## Activity
This task calls for copying every line in the data below that contains the word "much".

## Stored data
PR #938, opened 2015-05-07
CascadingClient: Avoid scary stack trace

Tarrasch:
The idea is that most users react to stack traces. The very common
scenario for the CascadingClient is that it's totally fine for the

==

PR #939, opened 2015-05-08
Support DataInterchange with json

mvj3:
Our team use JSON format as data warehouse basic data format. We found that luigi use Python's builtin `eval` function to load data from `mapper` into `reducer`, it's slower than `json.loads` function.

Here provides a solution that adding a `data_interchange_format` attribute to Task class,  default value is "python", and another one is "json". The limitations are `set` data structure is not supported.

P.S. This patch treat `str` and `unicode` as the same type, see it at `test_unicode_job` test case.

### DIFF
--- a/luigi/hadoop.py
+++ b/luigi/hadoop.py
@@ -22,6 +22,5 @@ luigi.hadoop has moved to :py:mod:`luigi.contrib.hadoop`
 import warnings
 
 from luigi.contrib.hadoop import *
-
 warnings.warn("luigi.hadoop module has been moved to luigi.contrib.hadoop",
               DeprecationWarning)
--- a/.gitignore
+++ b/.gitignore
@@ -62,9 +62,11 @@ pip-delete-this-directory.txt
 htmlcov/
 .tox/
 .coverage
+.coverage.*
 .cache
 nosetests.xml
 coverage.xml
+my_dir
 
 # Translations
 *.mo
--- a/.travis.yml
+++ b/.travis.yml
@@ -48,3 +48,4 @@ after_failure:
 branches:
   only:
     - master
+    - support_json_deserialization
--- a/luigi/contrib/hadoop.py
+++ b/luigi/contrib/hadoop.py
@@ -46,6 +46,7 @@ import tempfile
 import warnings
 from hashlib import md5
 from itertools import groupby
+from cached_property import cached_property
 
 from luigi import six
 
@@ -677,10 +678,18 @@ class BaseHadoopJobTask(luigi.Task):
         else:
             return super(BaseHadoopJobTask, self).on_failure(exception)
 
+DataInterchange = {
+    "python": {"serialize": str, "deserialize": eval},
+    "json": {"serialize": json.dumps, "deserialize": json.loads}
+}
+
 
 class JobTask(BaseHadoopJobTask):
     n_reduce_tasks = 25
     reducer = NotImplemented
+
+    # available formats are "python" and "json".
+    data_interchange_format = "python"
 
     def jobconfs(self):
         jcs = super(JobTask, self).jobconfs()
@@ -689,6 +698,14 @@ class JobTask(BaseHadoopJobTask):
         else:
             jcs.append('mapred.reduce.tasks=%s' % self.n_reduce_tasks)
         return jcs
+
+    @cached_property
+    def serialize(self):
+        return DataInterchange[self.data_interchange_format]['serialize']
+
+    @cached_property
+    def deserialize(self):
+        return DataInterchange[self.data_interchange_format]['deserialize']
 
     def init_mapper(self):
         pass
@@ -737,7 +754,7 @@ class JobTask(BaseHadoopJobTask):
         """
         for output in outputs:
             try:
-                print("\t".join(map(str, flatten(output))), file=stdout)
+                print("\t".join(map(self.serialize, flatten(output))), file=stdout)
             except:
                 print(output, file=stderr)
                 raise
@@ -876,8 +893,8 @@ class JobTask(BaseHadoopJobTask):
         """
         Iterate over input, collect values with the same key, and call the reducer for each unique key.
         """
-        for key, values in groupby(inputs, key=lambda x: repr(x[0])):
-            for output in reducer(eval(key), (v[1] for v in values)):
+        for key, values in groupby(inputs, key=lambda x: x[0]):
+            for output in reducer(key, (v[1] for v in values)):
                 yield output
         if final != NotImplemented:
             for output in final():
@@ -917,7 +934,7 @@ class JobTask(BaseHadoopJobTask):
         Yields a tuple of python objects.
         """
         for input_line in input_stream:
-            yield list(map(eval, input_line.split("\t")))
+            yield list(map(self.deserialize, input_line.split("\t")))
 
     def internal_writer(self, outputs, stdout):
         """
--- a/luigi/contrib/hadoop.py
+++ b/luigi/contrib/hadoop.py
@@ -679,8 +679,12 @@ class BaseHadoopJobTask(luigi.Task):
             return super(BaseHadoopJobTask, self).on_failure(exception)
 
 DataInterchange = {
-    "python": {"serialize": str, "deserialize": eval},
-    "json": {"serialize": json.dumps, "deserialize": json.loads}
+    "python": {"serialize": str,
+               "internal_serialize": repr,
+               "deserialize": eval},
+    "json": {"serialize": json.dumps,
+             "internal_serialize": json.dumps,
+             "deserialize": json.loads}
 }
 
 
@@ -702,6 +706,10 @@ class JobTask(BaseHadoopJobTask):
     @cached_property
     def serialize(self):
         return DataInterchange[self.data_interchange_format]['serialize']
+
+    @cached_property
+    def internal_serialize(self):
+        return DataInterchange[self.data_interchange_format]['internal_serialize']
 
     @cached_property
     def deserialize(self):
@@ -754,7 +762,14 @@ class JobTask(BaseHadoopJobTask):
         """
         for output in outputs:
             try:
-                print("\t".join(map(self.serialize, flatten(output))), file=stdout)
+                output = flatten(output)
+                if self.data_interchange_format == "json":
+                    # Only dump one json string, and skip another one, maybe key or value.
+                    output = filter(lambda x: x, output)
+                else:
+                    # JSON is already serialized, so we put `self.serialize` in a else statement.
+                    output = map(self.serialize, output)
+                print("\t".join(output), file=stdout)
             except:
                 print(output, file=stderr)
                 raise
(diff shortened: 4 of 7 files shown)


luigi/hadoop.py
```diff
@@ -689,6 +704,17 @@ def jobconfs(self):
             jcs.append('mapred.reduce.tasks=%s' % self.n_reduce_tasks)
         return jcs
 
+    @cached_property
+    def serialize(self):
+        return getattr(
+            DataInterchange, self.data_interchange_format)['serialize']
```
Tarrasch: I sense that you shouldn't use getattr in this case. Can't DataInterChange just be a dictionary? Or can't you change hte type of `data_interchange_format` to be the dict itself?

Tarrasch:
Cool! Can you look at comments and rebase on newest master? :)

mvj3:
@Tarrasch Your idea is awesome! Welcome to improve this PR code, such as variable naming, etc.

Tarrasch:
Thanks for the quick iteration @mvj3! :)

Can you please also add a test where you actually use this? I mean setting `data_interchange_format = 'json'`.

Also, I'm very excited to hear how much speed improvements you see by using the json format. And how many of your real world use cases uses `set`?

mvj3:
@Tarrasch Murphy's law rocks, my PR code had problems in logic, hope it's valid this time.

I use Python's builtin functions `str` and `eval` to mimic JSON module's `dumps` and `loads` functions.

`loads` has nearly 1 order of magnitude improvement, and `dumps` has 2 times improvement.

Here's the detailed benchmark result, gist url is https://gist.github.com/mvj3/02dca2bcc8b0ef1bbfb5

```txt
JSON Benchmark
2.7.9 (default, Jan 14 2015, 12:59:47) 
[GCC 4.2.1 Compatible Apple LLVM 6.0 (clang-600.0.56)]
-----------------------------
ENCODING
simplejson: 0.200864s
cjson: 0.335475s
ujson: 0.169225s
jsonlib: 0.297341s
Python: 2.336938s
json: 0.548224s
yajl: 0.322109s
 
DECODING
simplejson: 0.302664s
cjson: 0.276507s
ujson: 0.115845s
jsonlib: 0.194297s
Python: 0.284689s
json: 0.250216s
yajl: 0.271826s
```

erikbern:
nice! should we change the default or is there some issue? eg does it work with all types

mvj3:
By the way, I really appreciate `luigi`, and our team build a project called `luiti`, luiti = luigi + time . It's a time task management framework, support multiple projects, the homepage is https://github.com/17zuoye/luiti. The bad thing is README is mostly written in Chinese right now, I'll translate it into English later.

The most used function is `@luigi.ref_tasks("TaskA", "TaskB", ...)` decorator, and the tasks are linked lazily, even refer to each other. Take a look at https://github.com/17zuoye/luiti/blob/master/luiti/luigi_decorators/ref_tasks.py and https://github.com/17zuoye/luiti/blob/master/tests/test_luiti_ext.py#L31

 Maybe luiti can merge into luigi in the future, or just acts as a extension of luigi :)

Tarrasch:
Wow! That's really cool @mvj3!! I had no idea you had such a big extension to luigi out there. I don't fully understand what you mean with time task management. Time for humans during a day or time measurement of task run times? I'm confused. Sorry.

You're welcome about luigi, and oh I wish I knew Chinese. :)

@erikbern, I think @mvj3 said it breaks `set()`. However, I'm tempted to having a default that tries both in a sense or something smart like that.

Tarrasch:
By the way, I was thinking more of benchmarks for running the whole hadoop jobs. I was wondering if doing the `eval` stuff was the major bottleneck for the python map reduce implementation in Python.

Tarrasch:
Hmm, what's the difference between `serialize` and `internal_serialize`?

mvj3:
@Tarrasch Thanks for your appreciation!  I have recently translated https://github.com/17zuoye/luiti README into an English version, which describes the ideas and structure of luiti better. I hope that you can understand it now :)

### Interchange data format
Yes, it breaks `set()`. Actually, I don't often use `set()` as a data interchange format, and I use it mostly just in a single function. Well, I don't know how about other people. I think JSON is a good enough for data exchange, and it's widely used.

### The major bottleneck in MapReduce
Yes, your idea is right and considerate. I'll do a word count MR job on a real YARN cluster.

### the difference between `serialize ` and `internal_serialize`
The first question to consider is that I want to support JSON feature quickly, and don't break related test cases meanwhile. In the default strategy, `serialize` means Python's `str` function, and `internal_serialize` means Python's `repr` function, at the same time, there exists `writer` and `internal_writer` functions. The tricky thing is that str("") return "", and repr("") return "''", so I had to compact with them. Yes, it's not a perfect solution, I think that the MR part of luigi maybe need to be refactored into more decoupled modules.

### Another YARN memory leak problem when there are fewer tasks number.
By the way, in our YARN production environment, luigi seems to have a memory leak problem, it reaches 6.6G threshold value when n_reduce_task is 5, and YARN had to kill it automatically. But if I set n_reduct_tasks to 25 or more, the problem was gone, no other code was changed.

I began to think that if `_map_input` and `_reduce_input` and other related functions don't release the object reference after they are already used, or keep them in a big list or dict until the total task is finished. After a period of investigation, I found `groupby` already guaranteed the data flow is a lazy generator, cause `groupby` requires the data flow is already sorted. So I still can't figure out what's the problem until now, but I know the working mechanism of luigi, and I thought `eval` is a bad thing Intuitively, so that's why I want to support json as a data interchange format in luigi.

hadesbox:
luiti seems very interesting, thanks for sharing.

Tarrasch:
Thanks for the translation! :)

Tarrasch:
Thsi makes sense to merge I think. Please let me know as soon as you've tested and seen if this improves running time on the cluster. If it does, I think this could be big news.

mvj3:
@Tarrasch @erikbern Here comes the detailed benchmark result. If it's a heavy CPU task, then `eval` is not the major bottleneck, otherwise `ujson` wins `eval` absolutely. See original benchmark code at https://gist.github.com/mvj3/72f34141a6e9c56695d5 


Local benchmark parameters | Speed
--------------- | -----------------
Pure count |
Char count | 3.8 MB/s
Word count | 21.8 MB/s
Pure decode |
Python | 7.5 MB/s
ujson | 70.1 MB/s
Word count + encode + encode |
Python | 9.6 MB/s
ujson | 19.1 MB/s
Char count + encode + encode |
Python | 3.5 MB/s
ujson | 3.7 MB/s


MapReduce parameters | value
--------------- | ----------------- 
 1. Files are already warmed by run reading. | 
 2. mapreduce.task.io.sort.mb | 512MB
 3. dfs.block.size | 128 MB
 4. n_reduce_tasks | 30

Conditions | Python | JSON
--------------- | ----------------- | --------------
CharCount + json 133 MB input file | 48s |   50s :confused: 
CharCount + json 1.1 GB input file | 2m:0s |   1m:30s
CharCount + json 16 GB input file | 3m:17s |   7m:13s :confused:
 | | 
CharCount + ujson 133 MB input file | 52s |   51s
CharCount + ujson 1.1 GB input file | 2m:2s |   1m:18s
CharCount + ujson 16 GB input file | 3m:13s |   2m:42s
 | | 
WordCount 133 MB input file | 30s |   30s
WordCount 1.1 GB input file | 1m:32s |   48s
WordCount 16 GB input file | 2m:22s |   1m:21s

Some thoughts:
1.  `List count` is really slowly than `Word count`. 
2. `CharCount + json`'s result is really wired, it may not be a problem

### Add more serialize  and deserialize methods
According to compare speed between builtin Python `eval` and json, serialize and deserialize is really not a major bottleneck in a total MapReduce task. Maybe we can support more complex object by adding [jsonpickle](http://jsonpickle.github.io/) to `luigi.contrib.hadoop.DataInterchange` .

==

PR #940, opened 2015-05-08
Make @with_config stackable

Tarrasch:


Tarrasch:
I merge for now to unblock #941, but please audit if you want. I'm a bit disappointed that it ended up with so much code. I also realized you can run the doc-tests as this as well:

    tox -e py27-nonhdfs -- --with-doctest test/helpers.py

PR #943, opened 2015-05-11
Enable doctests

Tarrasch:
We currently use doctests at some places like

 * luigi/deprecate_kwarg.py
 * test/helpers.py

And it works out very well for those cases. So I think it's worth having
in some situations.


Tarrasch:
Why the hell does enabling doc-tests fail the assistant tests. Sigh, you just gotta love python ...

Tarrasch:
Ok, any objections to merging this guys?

## The answer
Also, I'm very excited to hear how much speed improvements you see by using the json format. And how many of your real world use cases uses `set`?
I merge for now to unblock #941, but please audit if you want. I'm a bit disappointed that it ended up with so much code. I also realized you can run the doc-tests as this as well:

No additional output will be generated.